Les stations y sont référencées, ce qui qui permet de déterminer leurs caractéristiques : heures et modes de diffusion, types de messages et, bien entendu, la fréquence sur laquelle régler le récepteur.

 

Une source infinie de son brut

Au delà des stations de nombres, l’exploration du spectre, guidé par les tracés lumineux sur l'écran, peut se transformer en véritable chasse au trésor sonore : voix étrangères noyées dans la statique, messages codés, discussions lointaines, interférences étranges…

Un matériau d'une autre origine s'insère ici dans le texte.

PR #5165, opened 2026-03-06
perf(optimize customers lookup)

nepalez:
> This PR is provided as is for the review.
> Its preparation part was also separated into the https://github.com/getlago/lago-api/pull/5196 that **SHOULD BE RELEASED IN ADVANCE**

## Context

The `InvoicesQuery` searches customers by `ILIKE '%term%'` across 5 columns (`name`, `firstname`, `lastname`, `external_id`, `email`). Leading-wildcard `ILIKE` cannot use B-tree indexes, so PostgreSQL falls back to a sequential scan of the customers within the organization.

Invoice-specific search (`id`, `number`) does not need a GIN index — the query is already narrowed by `organization_id`, `status`, and other B-tree-indexed filters, making the `ILIKE` on two short fields cheap enough.

The goal is to add a `pg_trgm` GIN-indexed `search_text` column to the `customers` table, making substring search on customer fields indexable.

The `search_term` parameter is used by three API surfaces:
- REST API (`InvoiceIndex` concern) via `params[:search_term]`
- GraphQL (`Resolvers::InvoicesResolver`, `Resolvers::Customers::InvoicesResolver`, `Resolvers::CustomerPortal::InvoicesResolver`) via `search_term` argument

No changes to the external API contract are required — `search_term` remains a single string parameter. The change is internal: how the query is executed.

## General design

- Add a `search_text` column to the `customers` table containing a concatenation of customer-specific search fields (`name`, `firstname`, `lastname`, `external_id`, `email`).
- Create a composite GIN index `(organization_id, search_text gin_trgm_ops)` using the `btree_gin` extension, so that both the organization scope and the trigram search are handled in a single index scan.
- Replace ransack `_cont` predicates for customer fields in the `with_customers_filter` method with a `WHERE` clause using `ILIKE` against the `search_text` column.
- Invoice-specific search (`id_cont`, `number_cont`) remains unchanged — ransack handles it efficiently with existing B-tree indexes.
- Populate `search_text` via a database trigger to ensure consistency regardless of the write path (Rails, background jobs, direct SQL).

### Table changes

| Table | Column | Type | Required | Default value |
|-------|--------|------|----------|---------------|
| `customers` | `search_text` | `text` | No | — |

### Index changes

- Enable `pg_trgm` and `btree_gin` extensions
- Add `CREATE INDEX ... ON customers USING gin (organization_id, search_text gin_trgm_ops)`

### Data migration

- Backfill `customers.search_text` from `CONCAT_WS(' ', name, firstname, lastname, external_id, email)`
- Create a database trigger to keep `search_text` updated on `INSERT` and `UPDATE`

### API, Permissions, UI, and other changes

No changes.

## Future optimizations

Once `customers.search_text` is indexed, the same column and index can be reused to optimize customer search in `CreditNotesQuery`, `PaymentsQuery`, and `SubscriptionsQuery`, which currently use the same ransack `_cont` pattern with a JOIN on `customers`.

# QA

The search behavior must remain identical across all surfaces that use `search_term`. No UI changes are expected — only the underlying query execution changes.

## Invoices list page (app)

- [x] Search by invoice number (full and partial) — verify correct results
- [x] Search by customer name — verify invoices of matching customers appear
- [x] Search by customer email — same
- [x] Search by customer external ID — same
- [x] Search by customer firstname / lastname — same
- [x] Search by partial UUID (invoice id) — verify the matching invoice appears
- [x] Empty search field — verify all invoices are returned (no filtering)
- [x] Search combined with filters (status, payment status, date range, currency, amount, billing entity) — verify both search and filters apply correctly
- [x] Search with pagination — verify results remain consistent across pages
- [x] Export invoices with active search term — verify the exported data matches the filtered list

## Customer invoices tab (app)

- [x] Search by invoice number within a specific customer's invoices tab — verify results
- [x] Verify that customer-field search is not applied (only invoice fields: `id`, `number`)


db/migrate/20260306180435_backfill_customer_search_text.rb
```diff
@@ -0,0 +1,17 @@
+# frozen_string_literal: true
+
+class BackfillCustomerSearchText < ActiveRecord::Migration[8.0]
+  def up
+    safety_assured do
+      execute <<-SQL
+        UPDATE customers
```
vankiru: I believe we have around ~4.5M customers on the EU servers and ~1M on the US servers. Do you think updating all the records would take a long time (especially for EU, I think US should be fine), or should we move it to a background job?

nepalez: You're right. I was about to shoot myself into the foot, thank you!

I've fixed this in 2 directions

* at first, I separated the preparation step (it adds the column/trigger along with the rake task/job to backfill the data which won't be used yet, but be kept actual thanks to the trigger)
* then I kept the migration for a feature protection (to ensure the data are prepared), but split it into batches and run it outside the DDL transaction. It would be a long-running migration (for customers self-hosting their apps and who haven't run the job at the previous step), but not blocking the whole table for too long. Finally the preparation code is removed in the same commit as it became dead.

annvelents:
@vankiru , this is included in your improvements PR, right?

vankiru:
> @vankiru , this is included in your improvements PR, right?

@annvelents There is some overlap with my PR – we both use `pg_trgm` and GIN indexes. The main difference is Andrew went with a single combined field for all values, while my PR adds multiple GIN indexes.

It's a pretty interesting approach – fewer indexes, less overhead on inserts/updates, and just one search term without OR conditions. I'm gonna benchmark this idea too and see which one gives us better optimization 👍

En sélectionnant un mode de réception différent de celui de l'émission, les sons deviennent fantomatiques et étranges. Ce qui en fait des sources idéales pour créer des ambiances dystopiques ou des textures pour du dark-ambient.

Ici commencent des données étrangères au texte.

PR #5173, opened 2026-03-10
feat(order_forms): Add Quotes

rinasergeeva:
## Context

This PR lays the foundation for the upcoming _Quote_ feature, a premium offering that lets sales and finance teams formalize commercial intent with their customers before it becomes actual billing.

A quote represents one of three commercial moves:

- creating a new subscription
- amending an existing one
- selling a one-off

It goes through a review/approval workflow before any subscription or invoice is created on the customer's account.

The feature is hidden behind `License.premium?` and a new `order_forms` organization feature flag, and there is no public surface (API, GraphQL, webhooks) in this PR. Follow-up PRs will expose it.

### Domain model

```mermaid
classDiagram
    class Quote {
      +uuid id
      +uuid customer
      +uuid subscription
      +string number
      +enum order_type
    }
    class QuoteVersion {
      +uuid id
      +uuid quote_id
      +bigint version
      +enum status
      +jsonb billing_items
      +jsonb content
    }
    class QuoteOwner {
      +bigint id
      +uuid quote_id
      +uuid user_id
    }
    class User {
      +uuid id
      +string email
    }

    Quote "1" -- "0..*" QuoteVersion : has_many (versions)
    QuoteVersion --> Quote : belongs_to (quote_id)
    Quote "1" o-- "0..*" QuoteOwner : quote_owners
    User "1" o-- "0..*" QuoteOwner : quote_owners
    QuoteOwner --> User : belongs_to (user_id)
    QuoteOwner --> Quote : belongs_to (quote_id)
    Quote "1" -- "1" QuoteVersion : has_one (current_version)
    User "0..*" -- "0..*" Quote : owners (through QuoteOwner)
```

### Quotes

A quote is the commercial container shared with the customer. It is identified by a human-readable number of the form `QT-YYYY-####`, sequenced per organization so each tenant gets its own clean numbering. The same quote can be co-owned by multiple internal users (the sales reps, AEs, finance contacts working the deal), so collaboration on a single deal does not require duplicate records.

When a quote is created, the originating commercial intent (`subscription_creation`, `subscription_amendment`, `one_off`) is captured up front. Amendments must point at an existing subscription on the same customer; the service layer enforces that the customer/subscription actually belong to the organization driving the quote.

### Versions and lifecycle

Customers iterate. A quote therefore has a stack of versions, each carrying its own `billing_items` payload and free-form `content`, and only one of them can be _active_ (`draft` or `approved`) at any time. That invariant is enforced at the database level so two parallel edits cannot both end up active.

A version moves through a small lifecycle:

- `draft` - the working copy, freely editable, shareable with the customer via a unique `share_token`.
- `approved` - the customer has accepted the offer; the version becomes immutable and timestamped.
- `voided` - the version is no longer in play, with an explicit reason (`manual`, `superseded`, `cascade_of_expired`, `cascade_of_voided`) so the team always knows _why_ a quote went away.

Cloning is the supersession path: starting from the current draft, the service voids it with reason `superseded` and produces a fresh draft pre-filled with its content, so reps can iterate on a proposal without losing history. Cloning is refused once a version has been approved, to prevent accidentally overwriting a deal the customer already accepted.

### Premium gating and access control

Every quote-related action runs through a shared `OrderForms::Premium` gate, so the feature only lights up when both the premium license and the per-organization `order_forms` flag are on. A new `quotes` permission group covers `view`, `create`, `update`, `approve`, `clone`, and `void`, scoped to the appropriate roles (managers can act, finance can view).

### Out of scope

This PR is foundation only. No controllers, GraphQL, serializers, or webhooks. `SendWebhookJob` calls and the materialization step (`OrderForms::CreateService`, which will turn an approved version into a real subscription/invoice) are stubbed as `TODO`s and will land in follow-up PRs.

### DIFF
--- a/app/config/feature_flags.yaml
+++ b/app/config/feature_flags.yaml
@@ -29,3 +29,7 @@ payment_gated_subscriptions:
 multi_entity_billing:
   description: "Allow customers to have billing objects across multiple billing entities"
   owners: ["@lovrocolic", "@feliperodrigues", "@mariohd"]
+
+order_forms:
+  description: "Enable quotes, order forms and orders"
+  owners: ["@murparreira", "@toommz", "@rinasergeeva"]
--- a/app/models/organization.rb
+++ b/app/models/organization.rb
@@ -75,6 +75,8 @@ class Organization < ApplicationRecord
   has_many :error_details
   has_many :dunning_campaigns
   has_many :roles
+  has_many :quotes
+  has_many :quote_versions
   has_many :activity_logs, class_name: "Clickhouse::ActivityLog"
   has_many :features, class_name: "Entitlement::Feature"
   has_many :privileges, class_name: "Entitlement::Privilege"
@@ -144,6 +146,7 @@ class Organization < ApplicationRecord
     events_targeting_wallets
     security_logs
     granular_lifetime_usage
+    order_forms
   ].freeze
 
   SECURITY_LOGS_RETENTION_DAYS = 90
--- a/app/models/quote.rb
+++ b/app/models/quote.rb
@@ -19,7 +19,10 @@ class Quote < ApplicationRecord
   has_many :owners, through: :quote_owners, source: :user, class_name: "User"
 
   has_many :versions, -> { order(sequential_id: :desc) }, class_name: "QuoteVersion"
-  has_one :current_version, -> { order(sequential_id: :desc) }, class_name: "QuoteVersion"
+  has_one :current_version,
+    -> { where(status: %w[draft approved]).order(sequential_id: :desc) },
+    class_name: "QuoteVersion"
+  has_one :latest_version, -> { order(sequential_id: :desc) }, class_name: "QuoteVersion"
 
   enum :order_type, ORDER_TYPES,
     instance_methods: false,
--- a/app/models/quote.rb
+++ b/app/models/quote.rb
@@ -1,0 +1,76 @@
+# frozen_string_literal: true
+
+class Quote < ApplicationRecord
+  include Sequenced
+
+  ORDER_TYPES = {
+    subscription_creation: "subscription_creation",
+    subscription_amendment: "subscription_amendment",
+    one_off: "one_off"
+  }.freeze
+
+  before_save :ensure_number
+
+  belongs_to :organization
+  belongs_to :customer
+  belongs_to :subscription, optional: true
+
+  has_many :quote_owners, dependent: :destroy
+  has_many :owners, through: :quote_owners, source: :user, class_name: "User"
+
+  has_many :versions, -> { order(sequential_id: :desc) }, class_name: "QuoteVersion"
+  has_one :current_version, -> { order(sequential_id: :desc) }, class_name: "QuoteVersion"
+
+  enum :order_type, ORDER_TYPES,
+    instance_methods: false,
+    validate: true
+
+  validates :subscription_id,
+    presence: true,
+    if: -> { order_type == "subscription_amendment" }
+
+  sequenced(
+    scope: ->(quote) { quote.organization.quotes },
+    lock_key: ->(quote) { quote.organization_id }
+  )
+
+  private
+
+  def ensure_number
+    return if number.present?
+    return if sequential_id.blank?
+
+    time = created_at || Time.current
+    formatted_sequential_id = format("%04d", sequential_id)
+    self.number = "QT-#{time.strftime("%Y")}-#{formatted_sequential_id}"
+  end
+end
+
+# == Schema Information
+#
+# Table name: quotes
+# Database name: primary
+#
+#  id              :uuid             not null, primary key
+#  number          :string           not null
+#  order_type      :enum             not null
+#  created_at      :datetime         not null
+#  updated_at      :datetime         not null
+#  customer_id     :uuid             not null
+#  organization_id :uuid             not null
+#  sequential_id   :integer          not null
+#  subscription_id :uuid
+#
+# Indexes
+#
+#  index_quotes_on_customer_id                        (customer_id)
+#  index_quotes_on_subscription_id                    (subscription_id)
+#  index_unique_quotes_on_organization_number         (organization_id,number) UNIQUE
+#  index_unique_quotes_on_organization_sequential_id  (organization_id,sequential_id) UNIQUE
+#
+# Foreign Keys
+#
+#  fk_rails_...  (customer_id => customers.id)
+#  fk_rails_...  (organization_id => organizations.id)
+#  fk_rails_...  (subscription_id => subscriptions.id)
+#
--- a/app/models/quote.rb
+++ b/app/models/quote.rb
@@ -19,10 +19,7 @@ class Quote < ApplicationRecord
   has_many :owners, through: :quote_owners, source: :user, class_name: "User"
 
   has_many :versions, -> { order(sequential_id: :desc) }, class_name: "QuoteVersion"
-  has_one :current_version,
-    -> { where(status: %w[draft approved]).order(sequential_id: :desc) },
-    class_name: "QuoteVersion"
-  has_one :latest_version, -> { order(sequential_id: :desc) }, class_name: "QuoteVersion"
+  has_one :current_version, -> { order(sequential_id: :desc) }, class_name: "QuoteVersion"
 
   enum :order_type, ORDER_TYPES,
     instance_methods: false,
--- a/app/models/quote_owner.rb
+++ b/app/models/quote_owner.rb
@@ -1,0 +1,32 @@
+# frozen_string_literal: true
+
+class QuoteOwner < ApplicationRecord
+  belongs_to :organization
+  belongs_to :quote
+  belongs_to :user
+end
+
+# == Schema Information
+#
+# Table name: quote_owners
+# Database name: primary
+#
+#  id              :bigint           not null, primary key
+#  created_at      :datetime         not null
+#  updated_at      :datetime         not null
+#  organization_id :uuid             not null
+#  quote_id        :uuid             not null
+#  user_id         :uuid             not null
+#
+# Indexes
+#
+#  index_quote_owners_on_organization_id    (organization_id)
+#  index_quote_owners_on_user_id            (user_id)
+#  index_unique_quote_owners_on_quote_user  (quote_id,user_id) UNIQUE
+#
+# Foreign Keys
+#
+#  fk_rails_...  (organization_id => organizations.id)
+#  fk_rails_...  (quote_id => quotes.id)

Par exemple, ici, il s'agit d'un enregistrement d'une radio qui émet en modulation d'amplitude (AM) décodée dans les modes UBS ou CW.

 

Dans un contexte de production de musique électronique, le WebSDR peut s’apparenter à une forme de field recording spectral, lorgnant sans réserve vers la musique concrète.

 

Les sons captés peuvent être intégrés directement dans un sampler, ou traités via des plugins comme Life de XLN Audio pour en extraire des sonorités surprenantes.

Ici, j'ai simplement importé le fichier précédent dans Life, et après quelques réglages rapides, j'ai obtenu cette petite boucle rythmique.

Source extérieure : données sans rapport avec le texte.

PR #5228, opened 2026-03-24
feat(multi-currency): split multiple subscriptions invoice per currency

lovrocolic:
## Context

Lago is working on adding more flexibility into customer relations. The end-goal is to support parent/children associations between customers.

First step is to support multiple currencies per customer.  It will be possible that customer handles billing objects like wallet or subscription in different currencies.

## Description

This PR updates billing logic. If a customer has multiple subscriptions, we need to group them by currency (in addition to payment method).

### DIFF
--- a/spec/services/subscriptions/organization_billing_service_spec.rb
+++ b/spec/services/subscriptions/organization_billing_service_spec.rb
@@ -442,6 +442,176 @@ RSpec.describe Subscriptions::OrganizationBillingService do
       end
     end
 
+    context "when grouping subscriptions by currency" do
+      let(:organization) { create(:organization, feature_flags: ["multi_currency"]) }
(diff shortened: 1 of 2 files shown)


spec/services/subscriptions/organization_billing_service_spec.rb
```diff
@@ -442,6 +442,176 @@ def expect_to_bill_together(subscriptions, date)
...
+            started_at: current_date - 10.days,
+            billing_time:,
+            created_at:
+          )
+        end
+
+        before do
+          usd_subscription
+          eur_subscription
+        end
```
toommz, line 483: Could we have used `let!` instead of having a `before` block?

toommz (approved):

Le son est brut mais, en utilisant des effets créatifs, il peut dès lors servir pour agrémenter ou ajouter de la profondeur et de la texture à un morceau complet.

 

Les possibilités sont infinies et les enregistrements issus de ces voyages électromagnétiques sont une source d'inspiration permanente.

 

Dans mon morceau Back to Forbidden Planet, on peut, par exemple, entendre un échange CB enregistré par hasard en 2023 sur le site WebSDR de Twente.

Le son y est utilisé brut, sans aucun effet supplémentaire rajouté au mixage.
Il ajoute une profondeur inattendue avec ces voix brouillées surgies de nulle part dont on devine quelques mots...

 

Plus récemment, j’ai capturé quelques transmissions de stations de nombres qui figureront dans un titre à paraître sur l'album prévu à l'automne.

Ces sons bruts, imparfaits, mais chargés de mystère, agissent comme des fragments de réalité attrapés au hasard.